=== Begin Enclosure ===

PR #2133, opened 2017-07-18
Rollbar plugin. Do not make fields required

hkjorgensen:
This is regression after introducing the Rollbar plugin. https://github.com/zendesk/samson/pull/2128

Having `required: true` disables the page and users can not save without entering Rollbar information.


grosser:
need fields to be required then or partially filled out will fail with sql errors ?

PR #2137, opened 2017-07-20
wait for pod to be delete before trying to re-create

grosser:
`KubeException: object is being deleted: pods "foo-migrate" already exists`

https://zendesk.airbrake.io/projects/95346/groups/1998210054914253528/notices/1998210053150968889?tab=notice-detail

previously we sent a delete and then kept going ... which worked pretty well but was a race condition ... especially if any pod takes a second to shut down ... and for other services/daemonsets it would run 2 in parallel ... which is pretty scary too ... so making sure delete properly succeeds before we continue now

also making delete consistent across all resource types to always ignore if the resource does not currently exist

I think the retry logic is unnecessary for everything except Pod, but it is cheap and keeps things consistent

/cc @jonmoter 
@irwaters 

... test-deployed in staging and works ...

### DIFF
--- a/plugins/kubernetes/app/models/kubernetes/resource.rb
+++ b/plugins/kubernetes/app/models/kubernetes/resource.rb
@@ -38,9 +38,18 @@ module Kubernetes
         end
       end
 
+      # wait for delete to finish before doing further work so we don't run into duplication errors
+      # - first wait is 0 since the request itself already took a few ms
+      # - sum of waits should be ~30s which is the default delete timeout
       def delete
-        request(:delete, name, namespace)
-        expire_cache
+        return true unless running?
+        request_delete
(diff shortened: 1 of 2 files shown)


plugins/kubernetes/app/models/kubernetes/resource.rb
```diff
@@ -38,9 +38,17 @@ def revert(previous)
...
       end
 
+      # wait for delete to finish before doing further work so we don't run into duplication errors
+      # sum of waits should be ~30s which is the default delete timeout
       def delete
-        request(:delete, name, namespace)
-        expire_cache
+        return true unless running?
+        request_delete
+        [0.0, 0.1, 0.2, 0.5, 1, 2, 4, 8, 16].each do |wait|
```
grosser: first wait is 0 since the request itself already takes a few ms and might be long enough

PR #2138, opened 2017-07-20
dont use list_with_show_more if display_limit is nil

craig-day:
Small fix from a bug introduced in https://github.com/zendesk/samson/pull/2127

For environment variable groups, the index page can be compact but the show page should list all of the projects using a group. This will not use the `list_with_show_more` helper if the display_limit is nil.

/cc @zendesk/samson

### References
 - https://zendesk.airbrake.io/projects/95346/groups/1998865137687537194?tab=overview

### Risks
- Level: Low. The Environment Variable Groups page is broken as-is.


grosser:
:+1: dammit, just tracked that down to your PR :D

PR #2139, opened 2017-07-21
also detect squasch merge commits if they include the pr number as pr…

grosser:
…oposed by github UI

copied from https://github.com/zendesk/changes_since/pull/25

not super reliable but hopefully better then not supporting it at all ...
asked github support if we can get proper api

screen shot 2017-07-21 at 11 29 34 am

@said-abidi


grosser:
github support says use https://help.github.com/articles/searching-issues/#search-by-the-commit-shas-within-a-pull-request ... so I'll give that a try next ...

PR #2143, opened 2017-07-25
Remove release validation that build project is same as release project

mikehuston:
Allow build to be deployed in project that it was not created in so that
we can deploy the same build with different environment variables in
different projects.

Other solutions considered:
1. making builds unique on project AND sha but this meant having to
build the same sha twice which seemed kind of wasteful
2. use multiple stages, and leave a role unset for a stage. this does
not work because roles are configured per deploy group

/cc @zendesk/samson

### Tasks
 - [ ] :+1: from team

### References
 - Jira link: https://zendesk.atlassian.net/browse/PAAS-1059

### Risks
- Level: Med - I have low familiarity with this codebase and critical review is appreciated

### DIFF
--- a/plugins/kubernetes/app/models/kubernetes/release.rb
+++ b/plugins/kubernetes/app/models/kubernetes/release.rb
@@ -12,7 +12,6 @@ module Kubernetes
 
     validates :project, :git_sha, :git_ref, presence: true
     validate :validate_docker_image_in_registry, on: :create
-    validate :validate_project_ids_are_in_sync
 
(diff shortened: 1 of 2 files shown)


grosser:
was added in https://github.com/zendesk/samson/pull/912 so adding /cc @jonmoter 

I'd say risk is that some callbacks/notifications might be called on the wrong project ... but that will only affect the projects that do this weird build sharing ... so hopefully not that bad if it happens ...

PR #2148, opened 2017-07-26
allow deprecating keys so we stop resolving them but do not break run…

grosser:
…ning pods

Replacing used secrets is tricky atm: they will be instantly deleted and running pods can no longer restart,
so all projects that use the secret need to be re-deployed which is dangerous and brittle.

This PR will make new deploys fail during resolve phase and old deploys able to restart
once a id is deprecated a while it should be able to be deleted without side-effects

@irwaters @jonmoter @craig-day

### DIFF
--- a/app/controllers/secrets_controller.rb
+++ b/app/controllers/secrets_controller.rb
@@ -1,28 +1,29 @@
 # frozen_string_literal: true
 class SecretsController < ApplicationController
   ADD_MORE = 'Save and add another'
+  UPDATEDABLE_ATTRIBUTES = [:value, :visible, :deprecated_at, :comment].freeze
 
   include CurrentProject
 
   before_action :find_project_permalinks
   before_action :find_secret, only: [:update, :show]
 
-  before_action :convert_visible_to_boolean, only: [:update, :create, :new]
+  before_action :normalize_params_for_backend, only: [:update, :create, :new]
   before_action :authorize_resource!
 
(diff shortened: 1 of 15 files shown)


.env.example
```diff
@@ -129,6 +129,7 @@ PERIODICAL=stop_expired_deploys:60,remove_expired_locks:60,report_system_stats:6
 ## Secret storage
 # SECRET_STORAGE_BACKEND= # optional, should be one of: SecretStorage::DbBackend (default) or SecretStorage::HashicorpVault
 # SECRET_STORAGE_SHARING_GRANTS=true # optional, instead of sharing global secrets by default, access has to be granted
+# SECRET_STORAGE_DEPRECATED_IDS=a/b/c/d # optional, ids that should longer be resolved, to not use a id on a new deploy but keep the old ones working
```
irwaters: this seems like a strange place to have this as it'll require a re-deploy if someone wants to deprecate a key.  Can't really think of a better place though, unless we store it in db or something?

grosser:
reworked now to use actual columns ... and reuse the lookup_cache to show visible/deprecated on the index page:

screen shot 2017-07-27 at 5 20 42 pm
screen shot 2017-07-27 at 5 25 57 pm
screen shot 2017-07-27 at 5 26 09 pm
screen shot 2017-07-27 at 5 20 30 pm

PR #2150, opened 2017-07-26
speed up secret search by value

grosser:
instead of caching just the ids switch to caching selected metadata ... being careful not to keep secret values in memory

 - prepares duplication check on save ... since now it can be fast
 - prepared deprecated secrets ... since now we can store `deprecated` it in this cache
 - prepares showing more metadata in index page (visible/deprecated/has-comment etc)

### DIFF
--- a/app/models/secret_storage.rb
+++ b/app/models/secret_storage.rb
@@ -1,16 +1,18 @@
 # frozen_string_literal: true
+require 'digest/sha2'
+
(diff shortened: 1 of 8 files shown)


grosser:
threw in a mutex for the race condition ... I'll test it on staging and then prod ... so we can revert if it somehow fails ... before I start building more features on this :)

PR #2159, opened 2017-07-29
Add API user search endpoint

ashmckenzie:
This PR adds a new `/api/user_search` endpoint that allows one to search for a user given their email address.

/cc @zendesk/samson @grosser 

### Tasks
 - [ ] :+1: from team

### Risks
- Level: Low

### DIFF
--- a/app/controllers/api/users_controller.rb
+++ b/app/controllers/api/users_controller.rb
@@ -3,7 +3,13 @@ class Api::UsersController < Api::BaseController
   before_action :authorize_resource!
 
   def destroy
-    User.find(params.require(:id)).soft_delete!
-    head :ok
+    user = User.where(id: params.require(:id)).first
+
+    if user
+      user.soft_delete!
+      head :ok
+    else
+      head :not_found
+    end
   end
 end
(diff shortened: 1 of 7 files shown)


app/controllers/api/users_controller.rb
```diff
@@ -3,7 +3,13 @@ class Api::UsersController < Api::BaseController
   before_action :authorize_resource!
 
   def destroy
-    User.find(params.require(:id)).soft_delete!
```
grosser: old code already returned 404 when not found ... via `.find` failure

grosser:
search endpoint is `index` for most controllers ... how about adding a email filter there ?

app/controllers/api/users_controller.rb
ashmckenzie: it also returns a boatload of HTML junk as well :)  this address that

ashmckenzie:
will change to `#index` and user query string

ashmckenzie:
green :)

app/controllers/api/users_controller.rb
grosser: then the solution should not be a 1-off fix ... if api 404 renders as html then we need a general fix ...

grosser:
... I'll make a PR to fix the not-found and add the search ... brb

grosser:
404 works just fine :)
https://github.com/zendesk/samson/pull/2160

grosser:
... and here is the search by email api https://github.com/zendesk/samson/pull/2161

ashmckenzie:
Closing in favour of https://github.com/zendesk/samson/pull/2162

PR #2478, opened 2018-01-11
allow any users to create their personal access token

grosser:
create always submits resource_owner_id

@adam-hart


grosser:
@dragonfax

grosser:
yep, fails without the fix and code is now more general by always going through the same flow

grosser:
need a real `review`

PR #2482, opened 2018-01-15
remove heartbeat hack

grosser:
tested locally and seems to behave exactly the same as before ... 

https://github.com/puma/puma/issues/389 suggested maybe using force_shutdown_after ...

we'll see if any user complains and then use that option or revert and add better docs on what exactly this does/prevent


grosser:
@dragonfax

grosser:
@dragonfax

=== End Enclosure ===

→ Activity
Check every line of the entries above for the word "will" and report how many lines contain it, giving the number only.

→ Answer area
6